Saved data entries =
::::::
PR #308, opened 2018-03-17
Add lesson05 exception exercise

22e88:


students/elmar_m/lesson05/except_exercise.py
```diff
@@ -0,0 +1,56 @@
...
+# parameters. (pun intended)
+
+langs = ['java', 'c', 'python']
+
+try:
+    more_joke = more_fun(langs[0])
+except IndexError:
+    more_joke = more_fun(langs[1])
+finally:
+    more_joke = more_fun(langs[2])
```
::::::
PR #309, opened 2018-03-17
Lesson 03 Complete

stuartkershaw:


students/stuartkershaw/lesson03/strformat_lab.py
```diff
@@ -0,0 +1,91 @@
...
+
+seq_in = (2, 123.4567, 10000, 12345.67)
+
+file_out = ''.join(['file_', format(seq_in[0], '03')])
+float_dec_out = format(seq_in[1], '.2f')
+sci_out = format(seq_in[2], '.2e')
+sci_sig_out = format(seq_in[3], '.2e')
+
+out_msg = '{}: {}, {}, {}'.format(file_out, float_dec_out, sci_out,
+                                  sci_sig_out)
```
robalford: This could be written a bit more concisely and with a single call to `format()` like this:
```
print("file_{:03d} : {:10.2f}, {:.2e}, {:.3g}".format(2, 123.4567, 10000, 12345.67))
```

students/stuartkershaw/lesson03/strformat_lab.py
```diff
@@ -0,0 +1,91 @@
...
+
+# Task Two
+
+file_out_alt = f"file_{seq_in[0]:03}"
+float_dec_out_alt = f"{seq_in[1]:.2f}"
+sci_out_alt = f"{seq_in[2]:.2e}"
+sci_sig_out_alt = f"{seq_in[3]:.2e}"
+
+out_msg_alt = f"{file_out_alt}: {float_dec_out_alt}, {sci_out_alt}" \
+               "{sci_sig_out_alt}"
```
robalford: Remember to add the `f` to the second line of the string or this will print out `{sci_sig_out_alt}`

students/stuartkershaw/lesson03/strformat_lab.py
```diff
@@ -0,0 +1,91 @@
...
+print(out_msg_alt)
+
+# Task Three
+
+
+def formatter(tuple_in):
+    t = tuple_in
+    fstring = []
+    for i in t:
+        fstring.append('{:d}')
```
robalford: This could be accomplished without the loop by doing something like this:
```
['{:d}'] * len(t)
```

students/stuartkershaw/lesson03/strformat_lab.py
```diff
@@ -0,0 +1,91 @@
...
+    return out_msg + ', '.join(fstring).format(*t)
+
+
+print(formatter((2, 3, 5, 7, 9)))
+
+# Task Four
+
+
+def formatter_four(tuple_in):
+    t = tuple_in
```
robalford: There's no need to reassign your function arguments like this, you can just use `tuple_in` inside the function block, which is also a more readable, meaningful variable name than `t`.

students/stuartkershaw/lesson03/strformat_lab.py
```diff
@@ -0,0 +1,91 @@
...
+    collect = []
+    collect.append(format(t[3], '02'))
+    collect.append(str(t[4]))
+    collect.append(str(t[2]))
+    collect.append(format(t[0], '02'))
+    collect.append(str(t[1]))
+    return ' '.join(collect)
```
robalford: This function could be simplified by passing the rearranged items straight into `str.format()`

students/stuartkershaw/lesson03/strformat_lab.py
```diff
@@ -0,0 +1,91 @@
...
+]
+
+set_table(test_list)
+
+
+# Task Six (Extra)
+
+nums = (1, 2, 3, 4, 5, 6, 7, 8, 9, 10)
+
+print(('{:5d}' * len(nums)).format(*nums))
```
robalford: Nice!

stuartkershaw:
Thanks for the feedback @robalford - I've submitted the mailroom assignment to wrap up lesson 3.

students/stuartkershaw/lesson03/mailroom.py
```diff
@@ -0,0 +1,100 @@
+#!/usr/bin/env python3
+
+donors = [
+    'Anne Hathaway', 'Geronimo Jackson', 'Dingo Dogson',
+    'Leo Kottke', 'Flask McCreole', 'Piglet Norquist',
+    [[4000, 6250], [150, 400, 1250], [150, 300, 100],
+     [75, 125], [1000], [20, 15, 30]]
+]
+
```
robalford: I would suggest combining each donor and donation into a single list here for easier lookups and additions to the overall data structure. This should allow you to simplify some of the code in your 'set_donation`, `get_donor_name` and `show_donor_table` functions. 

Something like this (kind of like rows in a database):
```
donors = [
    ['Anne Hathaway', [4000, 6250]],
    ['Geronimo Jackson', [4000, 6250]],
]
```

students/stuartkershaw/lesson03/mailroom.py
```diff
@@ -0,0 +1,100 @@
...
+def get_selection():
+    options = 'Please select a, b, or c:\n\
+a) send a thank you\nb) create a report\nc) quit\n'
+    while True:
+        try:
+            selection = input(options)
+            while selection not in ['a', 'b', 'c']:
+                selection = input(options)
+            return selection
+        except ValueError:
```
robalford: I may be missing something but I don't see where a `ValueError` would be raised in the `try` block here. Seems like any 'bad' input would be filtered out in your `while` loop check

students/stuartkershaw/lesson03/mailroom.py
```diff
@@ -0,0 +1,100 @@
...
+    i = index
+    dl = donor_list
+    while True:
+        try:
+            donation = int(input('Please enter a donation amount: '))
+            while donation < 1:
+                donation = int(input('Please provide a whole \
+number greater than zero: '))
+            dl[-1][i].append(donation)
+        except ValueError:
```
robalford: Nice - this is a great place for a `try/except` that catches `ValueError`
::::::
What needs to be done =
Scan the records above for the word "while" and return every line where it occurs.

Solution to the problem =
+    while True:
+            while selection not in ['a', 'b', 'c']:
robalford: I may be missing something but I don't see where a `ValueError` would be raised in the `try` block here. Seems like any 'bad' input would be filtered out in your `while` loop check
+    while True:
+            while donation < 1:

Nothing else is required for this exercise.